Action item —
Work through the records below and copy every line that includes "added".

Data items
───

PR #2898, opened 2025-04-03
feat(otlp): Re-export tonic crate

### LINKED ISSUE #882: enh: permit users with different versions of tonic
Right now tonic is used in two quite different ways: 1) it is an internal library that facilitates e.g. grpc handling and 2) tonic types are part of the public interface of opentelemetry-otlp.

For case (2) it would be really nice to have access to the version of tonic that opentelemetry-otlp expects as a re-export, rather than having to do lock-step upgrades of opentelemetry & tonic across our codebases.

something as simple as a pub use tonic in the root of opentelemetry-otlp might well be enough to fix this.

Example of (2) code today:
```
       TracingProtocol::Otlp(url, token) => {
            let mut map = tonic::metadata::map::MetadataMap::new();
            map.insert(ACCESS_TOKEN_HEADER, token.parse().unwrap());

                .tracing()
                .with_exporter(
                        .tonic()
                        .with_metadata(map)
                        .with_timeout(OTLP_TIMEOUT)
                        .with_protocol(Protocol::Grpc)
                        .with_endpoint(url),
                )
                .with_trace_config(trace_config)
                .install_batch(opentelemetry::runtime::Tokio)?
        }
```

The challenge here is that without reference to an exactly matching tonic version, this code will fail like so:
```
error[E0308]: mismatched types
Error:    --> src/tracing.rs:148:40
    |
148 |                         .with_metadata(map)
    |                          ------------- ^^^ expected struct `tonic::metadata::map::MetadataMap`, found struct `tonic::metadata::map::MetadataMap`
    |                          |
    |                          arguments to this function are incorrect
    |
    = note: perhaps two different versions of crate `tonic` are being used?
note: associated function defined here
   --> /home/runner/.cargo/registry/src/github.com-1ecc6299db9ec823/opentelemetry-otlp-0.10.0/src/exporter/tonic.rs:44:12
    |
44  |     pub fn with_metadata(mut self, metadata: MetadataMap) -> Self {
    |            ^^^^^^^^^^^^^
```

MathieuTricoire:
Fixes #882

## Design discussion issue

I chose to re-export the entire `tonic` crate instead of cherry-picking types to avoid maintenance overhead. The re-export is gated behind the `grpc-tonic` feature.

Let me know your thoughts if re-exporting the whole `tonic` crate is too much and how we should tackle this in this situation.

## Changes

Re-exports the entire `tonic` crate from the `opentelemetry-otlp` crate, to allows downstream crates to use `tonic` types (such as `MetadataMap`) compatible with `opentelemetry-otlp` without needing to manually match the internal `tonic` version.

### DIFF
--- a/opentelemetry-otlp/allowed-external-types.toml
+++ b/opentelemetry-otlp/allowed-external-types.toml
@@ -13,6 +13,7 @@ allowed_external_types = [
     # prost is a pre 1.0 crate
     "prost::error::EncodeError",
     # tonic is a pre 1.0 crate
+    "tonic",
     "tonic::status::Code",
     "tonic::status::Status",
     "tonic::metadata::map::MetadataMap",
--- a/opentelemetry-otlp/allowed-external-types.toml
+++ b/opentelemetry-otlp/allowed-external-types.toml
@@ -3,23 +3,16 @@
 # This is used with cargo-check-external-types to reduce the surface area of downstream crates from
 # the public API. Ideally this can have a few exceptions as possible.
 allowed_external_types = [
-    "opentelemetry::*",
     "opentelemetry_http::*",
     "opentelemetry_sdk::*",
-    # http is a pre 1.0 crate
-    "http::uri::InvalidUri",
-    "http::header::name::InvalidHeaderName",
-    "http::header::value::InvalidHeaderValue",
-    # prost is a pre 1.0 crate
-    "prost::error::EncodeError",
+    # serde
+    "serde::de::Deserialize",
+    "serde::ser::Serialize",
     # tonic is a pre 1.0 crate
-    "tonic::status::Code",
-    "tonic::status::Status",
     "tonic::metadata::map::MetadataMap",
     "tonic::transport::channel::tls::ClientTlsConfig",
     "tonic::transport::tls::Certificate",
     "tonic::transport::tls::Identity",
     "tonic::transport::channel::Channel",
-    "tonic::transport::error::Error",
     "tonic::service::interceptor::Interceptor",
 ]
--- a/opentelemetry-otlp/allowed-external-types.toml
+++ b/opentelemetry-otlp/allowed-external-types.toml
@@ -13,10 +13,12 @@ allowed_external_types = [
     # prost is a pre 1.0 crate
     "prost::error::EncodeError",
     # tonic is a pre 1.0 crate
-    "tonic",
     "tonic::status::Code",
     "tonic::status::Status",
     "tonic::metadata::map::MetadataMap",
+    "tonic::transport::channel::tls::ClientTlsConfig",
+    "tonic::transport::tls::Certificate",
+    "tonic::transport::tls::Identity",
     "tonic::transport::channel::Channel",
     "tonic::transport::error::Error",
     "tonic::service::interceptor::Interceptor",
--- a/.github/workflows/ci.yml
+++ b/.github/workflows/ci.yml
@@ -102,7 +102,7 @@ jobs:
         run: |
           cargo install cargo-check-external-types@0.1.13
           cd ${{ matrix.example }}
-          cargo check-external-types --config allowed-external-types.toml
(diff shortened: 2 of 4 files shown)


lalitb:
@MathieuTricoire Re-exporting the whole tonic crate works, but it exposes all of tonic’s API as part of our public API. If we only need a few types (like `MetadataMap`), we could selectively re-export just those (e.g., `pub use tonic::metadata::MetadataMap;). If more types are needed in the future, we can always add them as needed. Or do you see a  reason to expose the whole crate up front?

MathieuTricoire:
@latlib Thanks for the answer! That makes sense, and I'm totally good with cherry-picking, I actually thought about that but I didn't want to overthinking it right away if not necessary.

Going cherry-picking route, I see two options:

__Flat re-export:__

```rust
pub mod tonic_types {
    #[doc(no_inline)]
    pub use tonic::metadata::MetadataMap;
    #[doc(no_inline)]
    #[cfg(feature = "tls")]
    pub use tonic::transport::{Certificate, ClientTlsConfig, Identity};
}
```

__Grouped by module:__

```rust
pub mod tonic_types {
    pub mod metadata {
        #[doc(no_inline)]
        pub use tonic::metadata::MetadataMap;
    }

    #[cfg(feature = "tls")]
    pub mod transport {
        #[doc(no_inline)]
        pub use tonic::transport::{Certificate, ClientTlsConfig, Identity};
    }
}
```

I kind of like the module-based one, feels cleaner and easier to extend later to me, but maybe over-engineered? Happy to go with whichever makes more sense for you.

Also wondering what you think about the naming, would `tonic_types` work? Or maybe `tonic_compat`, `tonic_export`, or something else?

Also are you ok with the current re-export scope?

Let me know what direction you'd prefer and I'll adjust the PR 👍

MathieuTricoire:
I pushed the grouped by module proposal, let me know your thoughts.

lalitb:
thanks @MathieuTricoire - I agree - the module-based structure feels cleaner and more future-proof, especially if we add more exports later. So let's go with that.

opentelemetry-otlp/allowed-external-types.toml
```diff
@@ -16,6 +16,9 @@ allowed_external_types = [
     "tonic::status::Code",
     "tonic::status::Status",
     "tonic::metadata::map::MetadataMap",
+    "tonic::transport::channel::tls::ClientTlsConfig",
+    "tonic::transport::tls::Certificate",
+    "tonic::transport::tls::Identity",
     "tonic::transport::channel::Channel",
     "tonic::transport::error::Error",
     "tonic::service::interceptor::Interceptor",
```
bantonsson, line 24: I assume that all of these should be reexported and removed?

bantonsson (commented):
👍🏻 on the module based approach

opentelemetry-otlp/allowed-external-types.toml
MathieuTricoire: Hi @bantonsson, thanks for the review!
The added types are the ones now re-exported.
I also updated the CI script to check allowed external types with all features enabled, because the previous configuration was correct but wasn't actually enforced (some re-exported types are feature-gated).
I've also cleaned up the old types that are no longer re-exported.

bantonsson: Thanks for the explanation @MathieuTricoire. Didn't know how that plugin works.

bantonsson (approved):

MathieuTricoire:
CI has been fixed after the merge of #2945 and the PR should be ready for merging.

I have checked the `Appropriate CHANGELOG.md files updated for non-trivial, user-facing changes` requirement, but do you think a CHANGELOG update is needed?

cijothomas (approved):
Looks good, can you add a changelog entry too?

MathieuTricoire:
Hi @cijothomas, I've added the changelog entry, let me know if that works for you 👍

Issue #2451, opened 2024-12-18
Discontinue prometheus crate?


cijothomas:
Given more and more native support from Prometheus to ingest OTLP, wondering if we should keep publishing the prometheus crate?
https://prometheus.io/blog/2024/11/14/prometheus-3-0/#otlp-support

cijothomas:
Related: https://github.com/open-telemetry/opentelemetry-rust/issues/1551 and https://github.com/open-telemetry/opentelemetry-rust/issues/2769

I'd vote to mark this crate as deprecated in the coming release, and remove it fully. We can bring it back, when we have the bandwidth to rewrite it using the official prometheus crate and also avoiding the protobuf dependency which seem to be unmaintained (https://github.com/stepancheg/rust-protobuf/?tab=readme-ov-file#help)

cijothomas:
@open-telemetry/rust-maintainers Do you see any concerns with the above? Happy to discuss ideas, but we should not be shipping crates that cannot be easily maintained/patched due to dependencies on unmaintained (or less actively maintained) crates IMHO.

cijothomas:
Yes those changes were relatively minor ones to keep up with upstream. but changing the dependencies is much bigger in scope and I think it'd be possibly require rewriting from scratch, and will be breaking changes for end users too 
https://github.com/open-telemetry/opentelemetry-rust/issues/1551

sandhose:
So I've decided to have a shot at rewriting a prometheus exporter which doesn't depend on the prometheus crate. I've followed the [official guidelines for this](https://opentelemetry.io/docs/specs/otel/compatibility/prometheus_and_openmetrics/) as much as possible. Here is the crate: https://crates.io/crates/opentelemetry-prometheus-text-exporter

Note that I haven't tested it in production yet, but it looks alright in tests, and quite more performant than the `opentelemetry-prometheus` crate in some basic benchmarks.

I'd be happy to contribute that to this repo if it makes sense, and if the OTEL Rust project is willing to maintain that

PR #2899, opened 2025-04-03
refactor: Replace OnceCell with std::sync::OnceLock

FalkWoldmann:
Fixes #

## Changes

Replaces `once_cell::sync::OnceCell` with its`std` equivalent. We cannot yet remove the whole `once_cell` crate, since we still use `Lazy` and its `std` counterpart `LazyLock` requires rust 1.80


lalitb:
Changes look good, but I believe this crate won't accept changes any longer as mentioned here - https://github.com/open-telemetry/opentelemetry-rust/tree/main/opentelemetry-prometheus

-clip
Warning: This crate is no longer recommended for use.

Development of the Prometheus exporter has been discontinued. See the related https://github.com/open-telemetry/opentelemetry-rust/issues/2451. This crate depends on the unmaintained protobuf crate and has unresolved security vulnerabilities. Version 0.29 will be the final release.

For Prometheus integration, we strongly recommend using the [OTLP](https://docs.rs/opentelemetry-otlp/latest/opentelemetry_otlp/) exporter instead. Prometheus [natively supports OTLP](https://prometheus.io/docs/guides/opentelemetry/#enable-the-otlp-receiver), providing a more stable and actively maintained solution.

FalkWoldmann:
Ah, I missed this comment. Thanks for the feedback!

───

Written answer —
The added types are the ones now re-exported.
Hi @cijothomas, I've added the changelog entry, let me know if that works for you 👍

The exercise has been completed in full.